Back home in Baton Rouge, Brown’s current work includes a home for Jeff Jenkins of Bernhard Capital Partners and two other new-construction houses in Bocage, developer Charles Landry’s Rouzan home, and Louisiana native and Beverly Hills business owner Blaine Lourd’s new Willow Grove residence (that previously belonged to another notable name, Les Miles). Brown is also having a full-circle moment by handling design work for Gov’t Taco, the soon-to-open restaurant by Jay Ducote—whom Brown first met when the two were doing junkets together for HGTV and the Food Network.
Having methods of remote communication already established made continuing work during the coronavirus pandemic this spring seamless for Brown and his team, which includes four full-time staff members here in Baton Rouge and an office manager and freelancers in California. Though the Baton Rouge office at Studio Park was closed for several weeks, Brown and his staff worked from home while still being able to connect with each other and with their clients. “By staying with the systems we had in place, the clients were still getting the service they would have had otherwise,” he says.
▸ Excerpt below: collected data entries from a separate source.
PR #303, opened 2021-03-08
tests: fix the enums to match what is batch submitted

tynes:
## Description

This is a requirement for https://github.com/ethereum-optimism/go-ethereum/pull/255
The enums that were batch submitted to L1 were different than what the contracts expected, so geth had to fix them before passing along to the OVM. The above PR removes any logic in geth around modifying the transactions, it just passes the data through

### Fixes
- Fixes # [Link to Issue]

## Contributing Agreement

### DIFF
--- a/contracts/optimistic-ethereum/OVM/precompiles/OVM_SequencerEntrypoint.sol
+++ b/contracts/optimistic-ethereum/OVM/precompiles/OVM_SequencerEntrypoint.sol
@@ -9,12 +9,12 @@ import { Lib_SafeExecutionManagerWrapper } from "../../libraries/wrappers/Lib_Sa
 
 /**
  * @title OVM_SequencerEntrypoint
- * @dev The Sequencer Entrypoint is a predeploy which, despite its name, can in fact be called by 
- * any account. It accepts a more efficient compressed calldata format, which it decompresses and 
+ * @dev The Sequencer Entrypoint is a predeploy which, despite its name, can in fact be called by
+ * any account. It accepts a more efficient compressed calldata format, which it decompresses and
  * encodes to the standard EIP155 transaction format.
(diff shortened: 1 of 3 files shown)


contracts/optimistic-ethereum/OVM/precompiles/OVM_SequencerEntrypoint.sol
```diff
@@ -23,7 +23,7 @@ contract OVM_SequencerEntrypoint {
     /*********
      * Enums *
      *********/
-
```
tynes, line 26: These whitespace diffs add noise to code review. We need linter rules that prevent such things from getting into the codebase

tynes:
I'd expect the integration tests to fail

ben-chain (approved):
All the changes here look good to me; it's always been downstream that blocks here, so if you can get this through CI and have the clear upgrade path, I'm comfortable merging.

tynes:
> All the changes here look good to me; it's always been downstream that blocks here, so if you can get this through CI and have the clear upgrade path, I'm comfortable merging.

We will have to run our state diff tests because this will change the state root from the beginning, so checking state roots that match will not work. I pushed https://github.com/ethereum-optimism/contracts/tree/v0.1.4/enums to base these changes off of the contracts that are deployed to production right now

smartcontracts (commented):
This PR will conflict with #300. What's the specific need for this change?

tynes:
We should prioritize #300 altho I am leaning towards the need to leave in the unmodified `OVM_SequencerEntrypoint.sol` and make a `OVM_SequencerEntrypointv2.sol` or something like that so we can have test coverage of the existing transactions.

I also think its not a bad idea to add a `version() -> string` getter to the contracts to make version management easier as contracts are updated on chain, where the string follows semver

For Brown, that meant setting up temporary shop in the sun-filled home office in the house built for him and his family near Southdowns in 2015. Executed by architect Dwayne Carruth of The Front Door Design Studio, the house embodies Brown’s personal penchant for warm but contemporary surroundings. Clean lines and a tailored vision combine with a sense of comfort brought by dark colors and unexpected rustic elements. It’s a juxtaposition that seems to suit someone who left a life in the L.A. fast lane for the Southern comforts of his hometown—and has managed to thrive by embracing both the old and the new in his career as well.
“Most of our clients are repeat clients, because the systems we created resulted in a pleasant experience,” he says. “I built those out of necessity to be able to work remotely on my projects. These systems were things I was forced to create by choosing to raise my kids in Louisiana. And they have actually made my business even more successful. The process is more thorough, it’s enjoyable, and it’s authentic.”